### Your assignment
Among the lines below, a stretch begins at the one with "The reviewed MiniMax" and ends at the one with "- **Capability wire**: additive". Repeat that stretch exactly, ends included.

### Data records
○ ○ ○

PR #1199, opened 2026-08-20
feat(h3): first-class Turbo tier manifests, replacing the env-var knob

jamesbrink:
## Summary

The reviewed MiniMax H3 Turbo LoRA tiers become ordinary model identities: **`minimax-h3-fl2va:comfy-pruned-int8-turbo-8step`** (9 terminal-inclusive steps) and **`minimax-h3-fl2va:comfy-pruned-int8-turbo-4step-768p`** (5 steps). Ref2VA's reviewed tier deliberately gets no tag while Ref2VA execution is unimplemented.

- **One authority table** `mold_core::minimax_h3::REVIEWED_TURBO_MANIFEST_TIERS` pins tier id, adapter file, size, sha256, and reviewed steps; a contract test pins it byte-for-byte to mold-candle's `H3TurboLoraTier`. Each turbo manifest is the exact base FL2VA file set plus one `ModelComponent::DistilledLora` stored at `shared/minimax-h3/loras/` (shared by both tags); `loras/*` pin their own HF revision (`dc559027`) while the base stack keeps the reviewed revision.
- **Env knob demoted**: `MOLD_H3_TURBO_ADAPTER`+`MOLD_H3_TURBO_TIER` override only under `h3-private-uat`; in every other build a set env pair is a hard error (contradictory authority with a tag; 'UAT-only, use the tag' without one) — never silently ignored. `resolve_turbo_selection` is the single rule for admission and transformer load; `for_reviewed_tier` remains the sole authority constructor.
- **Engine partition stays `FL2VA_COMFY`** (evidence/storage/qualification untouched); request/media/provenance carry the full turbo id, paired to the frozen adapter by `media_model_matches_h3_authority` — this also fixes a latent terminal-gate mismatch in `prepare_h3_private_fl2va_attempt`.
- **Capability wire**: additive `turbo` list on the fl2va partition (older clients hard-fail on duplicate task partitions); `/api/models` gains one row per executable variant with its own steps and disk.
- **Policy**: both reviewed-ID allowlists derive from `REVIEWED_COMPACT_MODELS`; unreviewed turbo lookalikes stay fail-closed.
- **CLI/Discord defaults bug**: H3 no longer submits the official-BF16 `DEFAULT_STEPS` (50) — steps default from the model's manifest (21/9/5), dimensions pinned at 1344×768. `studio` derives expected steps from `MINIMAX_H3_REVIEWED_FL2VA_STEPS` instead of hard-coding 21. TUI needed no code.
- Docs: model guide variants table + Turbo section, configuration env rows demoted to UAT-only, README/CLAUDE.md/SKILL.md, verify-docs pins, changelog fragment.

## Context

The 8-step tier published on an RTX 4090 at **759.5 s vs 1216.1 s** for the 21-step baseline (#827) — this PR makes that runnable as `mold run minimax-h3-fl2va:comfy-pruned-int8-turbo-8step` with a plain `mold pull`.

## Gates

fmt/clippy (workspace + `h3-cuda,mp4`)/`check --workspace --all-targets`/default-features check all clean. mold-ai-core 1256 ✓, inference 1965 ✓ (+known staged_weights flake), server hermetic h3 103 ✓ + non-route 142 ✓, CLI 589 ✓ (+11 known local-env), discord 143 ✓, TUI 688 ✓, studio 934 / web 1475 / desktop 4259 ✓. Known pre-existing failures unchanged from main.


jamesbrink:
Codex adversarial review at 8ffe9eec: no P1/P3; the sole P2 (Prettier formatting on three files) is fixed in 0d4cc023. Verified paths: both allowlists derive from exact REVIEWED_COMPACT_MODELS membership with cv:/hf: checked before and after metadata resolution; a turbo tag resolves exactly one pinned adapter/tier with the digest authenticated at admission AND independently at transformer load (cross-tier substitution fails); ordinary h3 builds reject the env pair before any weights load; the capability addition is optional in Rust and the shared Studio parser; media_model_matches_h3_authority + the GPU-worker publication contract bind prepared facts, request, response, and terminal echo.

○ ○ ○

### Answer to this exercise
The reviewed MiniMax H3 Turbo LoRA tiers become ordinary model identities: **`minimax-h3-fl2va:comfy-pruned-int8-turbo-8step`** (9 terminal-inclusive steps) and **`minimax-h3-fl2va:comfy-pruned-int8-turbo-4step-768p`** (5 steps). Ref2VA's reviewed tier deliberately gets no tag while Ref2VA execution is unimplemented.

- **One authority table** `mold_core::minimax_h3::REVIEWED_TURBO_MANIFEST_TIERS` pins tier id, adapter file, size, sha256, and reviewed steps; a contract test pins it byte-for-byte to mold-candle's `H3TurboLoraTier`. Each turbo manifest is the exact base FL2VA file set plus one `ModelComponent::DistilledLora` stored at `shared/minimax-h3/loras/` (shared by both tags); `loras/*` pin their own HF revision (`dc559027`) while the base stack keeps the reviewed revision.
- **Env knob demoted**: `MOLD_H3_TURBO_ADAPTER`+`MOLD_H3_TURBO_TIER` override only under `h3-private-uat`; in every other build a set env pair is a hard error (contradictory authority with a tag; 'UAT-only, use the tag' without one) — never silently ignored. `resolve_turbo_selection` is the single rule for admission and transformer load; `for_reviewed_tier` remains the sole authority constructor.
- **Engine partition stays `FL2VA_COMFY`** (evidence/storage/qualification untouched); request/media/provenance carry the full turbo id, paired to the frozen adapter by `media_model_matches_h3_authority` — this also fixes a latent terminal-gate mismatch in `prepare_h3_private_fl2va_attempt`.
- **Capability wire**: additive `turbo` list on the fl2va partition (older clients hard-fail on duplicate task partitions); `/api/models` gains one row per executable variant with its own steps and disk.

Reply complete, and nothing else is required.